Firstly, the provision was more limited in scope. An election under TCGA92/S171A(2) could only be made where an asset is disposed of to a third party who is not a group member, referred to as company C. It could not be made unless C acquired an asset. Examples of the types of chargeable gains and allowable losses that could not be moved are set out in CG45356 above.

Secondly, the effect of an election. This was to treat the asset as being transferred from A to B immediately before the disposal to C and to treat company B as having made the disposal to C. The disposal from A to B is treated as being within TCGA1992/S171(1) and it is a condition for making an election that that provision would have applied no gain/no loss treatment to a real disposal from A to B.

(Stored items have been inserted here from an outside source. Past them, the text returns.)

PR #52, opened 2021-05-26
[MUIC-279] [MUIC-281] New message indicator

VladKupriienko:
This pull request is about 90% identical to the [previous one for this feature](https://github.com/salemove/ios-sdk-widgets/pull/37).

It had to be created again due to a mess in releases and rollback of the said pull request. 

Some things have changed, though; it was previously only reviewed by Gerson, so a fresh look wouldn't hurt.


GliaWidgets/ViewModel/Chat/Unread/UnreadMessagesHandler.swift
```diff
@@ -2,34 +2,47 @@ class UnreadMessagesHandler {
...
         self.isViewVisible = isViewVisible
+        self.isChatScrolledDown = isChatScrolledToBottom
         isWindowVisible.addObserver(self) { _, _ in
             self.checkVisible()
         }
         isViewVisible.addObserver(self) { _, _ in
             self.checkVisible()
         }
+        isChatScrolledDown.addObserver(self) { _, _ in
+            self.checkVisible()
```
dukhovnyi, line 24: I'd like to propose to avoid memory leaks and use weak references to self here and on lines 18, 21.

GliaWidgets/ViewModel/Chat/ChatViewModel.swift
```diff
@@ -100,10 +103,14 @@ class ChatViewModel: EngagementViewModel, ViewModel {
         self.showsCallBubble = showsCallBubble
         self.startAction = startAction
         super.init(interactor: interactor, alertConfiguration: alertConfiguration)
+        unreadMessages.addObserver(self) { unreadCount, _ in
+            self.action?(.updateNewMessageIndicator(itemCount: unreadCount))
```
dukhovnyi, line 107: Let's avoid memory leak and use weak self here.

dukhovnyi (changes requested):

GliaWidgets/View/Chat/ChatView.swift
```diff
@@ -338,4 +360,13 @@ extension ChatView: UITableViewDelegate {
     public func scrollViewWillBeginDragging(_ scrollView: UIScrollView) {
         endEditing(true)
     }
+
+    func scrollViewDidScroll(_ scrollView: UIScrollView) {
+        let chatEnd = scrollView.contentSize.height - scrollView.frame.size.height
+        if scrollView.contentOffset.y + 10 >= chatEnd {
```
henrikix, line 366: Should probably use `if scrollView.contentOffset.y + scrollView.contentInset.top >= chatEnd`
Would also rename `chatEnd` to something like `chatBottomOffset`

GliaWidgets/View/Chat/ChatView.swift
```diff
@@ -3,21 +3,26 @@ import UIKit
...
+    let newMessageIndicatorView: NewMessageIndicatorView
     var numberOfSections: (() -> Int?)?
     var numberOfRows: ((Int) -> Int?)?
     var itemForRow: ((Int, Int) -> ChatItem?)?
     var fileTapped: ((LocalFile) -> Void)?
     var downloadTapped: ((FileDownload) -> Void)?
     var callBubbleTapped: (() -> Void)?
     var choiceOptionSelected: ((ChatChoiceCardOption, String) -> Void)!
+    var newMessageIndicatorTapped: (() -> Void)?
+    var chatScrolledToTheEnd: ((Bool) -> Void)?
```
henrikix, line 15: `chatScrolledToBottom` or even just `scrolledToBottom` since this is already the `ChatView`?

GliaWidgets/ViewModel/Chat/ChatViewModel.swift
```diff
@@ -42,6 +43,7 @@ class ChatViewModel: EngagementViewModel, ViewModel {
             declined: () -> Void
         )
         case showCallBubble(imageUrl: String?)
+        case updateNewMessageIndicator(itemCount: Int)
```
henrikix, line 46: Would rename to `updateUnreadMessageCount(Int)`

GliaWidgets/ViewModel/Chat/Unread/UnreadMessagesHandler.swift
```diff
@@ -2,34 +2,47 @@ class UnreadMessagesHandler {
     private let unreadMessages: ObservableValue<Int>
     private let isWindowVisible: ObservableValue<Bool>
     private let isViewVisible: ObservableValue<Bool>
+    private let isChatScrolledDown: ObservableValue<Bool>
```
henrikix, line 5: Here we have a third name for the same thing. So you have `scrolledToEnd`, `scrolledToBottom` and `scrolledDown`. I would recommend using `scrolledToBottom` everywhere

GliaWidgets/Resources/Asset.swift
```diff
@@ -32,6 +32,7 @@ public enum Asset {
   public static let uploadRemove = ImageAsset(name: "uploadRemove")
   public static let chatPickMedia = ImageAsset(name: "chatPickMedia")
   public static let chatSend = ImageAsset(name: "chatSend")
+  public static let newMessageIndicator = ImageAsset(name: "newMessageIndicator")
```
henrikix, line 35: `unreadMessageIndicator`?

GliaWidgets/Component/NewMessageIndicator/NewMessageIndicatorView.swift
```diff
@@ -0,0 +1,75 @@
+import UIKit
+
+final class NewMessageIndicatorView: View {
```
henrikix, line 3: `UnreadMessageIndicatorView`?

GliaWidgets/Component/NewMessageIndicator/NewMessageIndicatorStyle.swift
```diff
@@ -0,0 +1,28 @@
+import UIKit
+
+public struct NewMessageIndicatorStyle {
```
henrikix, line 3: `UnreadMessageIndicatorStyle`?

GliaWidgets/View/Chat/ChatStyle.swift
```diff
@@ -12,24 +12,28 @@ public class ChatStyle: EngagementStyle {
     public var videoUpgrade: ChatCallUpgradeStyle
     public var callBubble: BubbleStyle
     public var pickMedia: ItemListStyle
+    public var newMessageIndicator: NewMessageIndicatorStyle
```
henrikix, line 15: `unreadMessageIndicator`?

GliaWidgets/View/Chat/ChatView.swift
```diff
@@ -3,21 +3,26 @@ import UIKit
 class ChatView: EngagementView {
     let tableView = UITableView()
     let messageEntryView: ChatMessageEntryView
+    let newMessageIndicatorView: NewMessageIndicatorView
```
henrikix, line 6: `unreadMessageIndicatorView`?

GliaWidgets/ViewModel/Chat/ChatViewModel.swift
```diff
@@ -13,6 +13,7 @@ class ChatViewModel: EngagementViewModel, ViewModel {
         case fileTapped(LocalFile)
         case downloadTapped(FileDownload)
         case choiceOptionSelected(ChatChoiceCardOption, String)
+        case chatScrolled(Bool)
```
henrikix, line 16: This is a bit confusing imo since you're going from `view.chatScrolledToTheEnd` to just `chatScrolled`. Im starting to think `chatScrolledToEnd` (or `chatScrolledToBottom`) should also be renamed to `chatScrolled(reachedBottom: Bool)` everywhere so it reflects what it actually is more clearly.

henrikix (changes requested):

GliaWidgets/Component/NewMessageIndicator/NewMessageIndicatorView.swift
```diff
@@ -0,0 +1,75 @@
...
+
+    private let backgroundView = UIImageView()
+    private let userImageView: UserImageView
+    private let badgeView: BadgeView
+
+    private let kSize = CGSize(width: 58, height: 66) // Shadows included
+    private let kUserImageSize = CGSize(width: 36, height: 36)
+    private let kBadgeInsets = UIEdgeInsets(top: 0, left: 0, bottom: 0, right: 5)
+
+    public init(with style: NewMessageIndicatorStyle) {
```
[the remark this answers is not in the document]
VladKupriienko: Every other custom view in the project uses the `init(with style:)` naming. Changing it here would mean changing it everywhere else.

GliaWidgets/Component/NewMessageIndicator/NewMessageIndicatorView.swift
```diff
@@ -0,0 +1,75 @@
...
+            if newItemCount <= 0 {
+                isHidden = true
+            } else {
+                isHidden = false
+                badgeView.newItemCount = newItemCount
+            }
+        }
+    }
+
+    var tap: (() -> Void)?
```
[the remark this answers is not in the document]
VladKupriienko: Used `onTap` for the objc func and `tapped` for this var. Otherwise why would be both called `tapped`.

GliaWidgets/View/Chat/ChatStyle.swift
```diff
@@ -12,24 +12,28 @@ public class ChatStyle: EngagementStyle {
...
-                closeButton: HeaderButtonStyle,
-                visitorMessage: VisitorChatMessageStyle,
-                operatorMessage: OperatorChatMessageStyle,
-                choiceCard: ChoiceCardStyle,
-                messageEntry: ChatMessageEntryStyle,
-                audioUpgrade: ChatCallUpgradeStyle,
-                videoUpgrade: ChatCallUpgradeStyle,
-                callBubble: BubbleStyle,
-                pickMedia: ItemListStyle) {
+    public init(
```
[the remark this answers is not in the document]
VladKupriienko: 🤷‍♂️ 
Common thing in the Styles part of the project.

GliaWidgets/View/Chat/ChatView.swift
VladKupriienko: Good point about taking `contentInset` into consideration, haven't thought of that. Thanks

VladKupriienko: I'd leave `+10` though as well so it detects not just pixel-perfect scrolling to the bottom, but even a very close one.

GliaWidgets/ViewModel/Chat/ChatViewModel.swift
VladKupriienko: `unreadMessages` refers not only to the new message indicator though but also to a minimized call bubble (if you receive a message while a call is minimized, a small badge with a number is shown). This specific `action` is aimed towards a view specifically and only updates the new message indicator.

Maybe `updateNewMessageIndicator(count: Int)` or `updateNewMessageIndicatorCount(Int)` instead?

GliaWidgets/ViewModel/Chat/Unread/UnreadMessagesHandler.swift
VladKupriienko: Agreed, IDK why it's so inconsistent in naming 😅

GliaWidgets/Resources/Asset.swift
VladKupriienko: I just used the name with which we always refer to that thingy. But this does sound better and has a closer meaning.

GliaWidgets/ViewModel/Chat/ChatViewModel.swift
VladKupriienko: UPD: taking into consideration the renaming of the entire thing into an `unreadMessageIndicator` I suggest

`updateUnreadMessageIndicator(count: Int)` or `updateUnreadMessageIndicatorCount(Int)`, because it still only affects the view and not the unread messages observer / call bubble.

GliaWidgets/View/Chat/ChatView.swift
VladKupriienko: Renamed as per last suggestion

GliaWidgets/ViewModel/Chat/ChatViewModel.swift
VladKupriienko: While `chatScrolled(reachedBottom:)` looks and sounds good, it doesn't really work everywhere sadly.

In `UnreadMessagesHandler` it should still be called `isChatScrolledToBottom` because it refers not to an event, but just the boolean value of the result.

In `ChatView` it is a function variable thus parameters cannot be named. Without that semantics are lost (`chatScrolledToBottom((Bool) -> Void)?` vs `chatScrolled((Bool) -> Void)?`

VladKupriienko:
I've pushed a commit with most of the suggestions taken into consideration. Some of the conversations are still open with provided reasoning.

GliaWidgets/Component/NewMessageIndicator/UnreadMessageIndicatorView.swift
```diff
@@ -0,0 +1,75 @@
...
+
+    private let backgroundView = UIImageView()
+    private let userImageView: UserImageView
+    private let badgeView: BadgeView
+
+    private let kSize = CGSize(width: 58, height: 66) // Shadows included
+    private let kUserImageSize = CGSize(width: 36, height: 36)
+    private let kBadgeInsets = UIEdgeInsets(top: 0, left: 0, bottom: 0, right: 5)
+
+    public init(with style: UnreadMessageIndicatorStyle) {
```
dukhovnyi, line 27: Since the `UnreadMessageIndicatorView` is internal, do we need to have this initializer as public?

dukhovnyi (approved):
Looks good, just a one small suggestion :)

GliaWidgets/Component/NewMessageIndicator/UnreadMessageIndicatorView.swift
VladKupriienko: Must've copied from somewhere and didn't notice. Thanks!

henrikix (approved):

If an asset is deemed to have been transferred from company A to company B under a TCGA1992/S171A election, the consequences are identical to those that would follow if an actual transfer were made before the disposal outside the group to C. So B can set other reliefs, such as surplus management expenses brought forward, against the deemed gain exactly as it could if the transfer from A had actually taken place.

An election could be made to deem to transfer part of an asset from A to B. Multiple elections were also possible, enabling fractions of an asset to be deemed to be transferred to several different group members, provided the conditions for an election were fulfilled for each election.

Where an election has been made, the gain or loss on a disposal that is treated as accruing to Company B may be adjusted under TCGA1992/S49 (CG14816) as extended by ESC D13 (CG14826) to reflect payments to C by A under warranties or indemnities.

If any payment passes between A and B in connection with an election under TCGA92/S171A(2), it is not taken into account in computing the profits or losses of either company for corporation tax purposes (TCGA92/S171A (5)).

The election has effect for the purposes of corporation tax on chargeable gains only. For all other tax purposes, the disposal is made by A.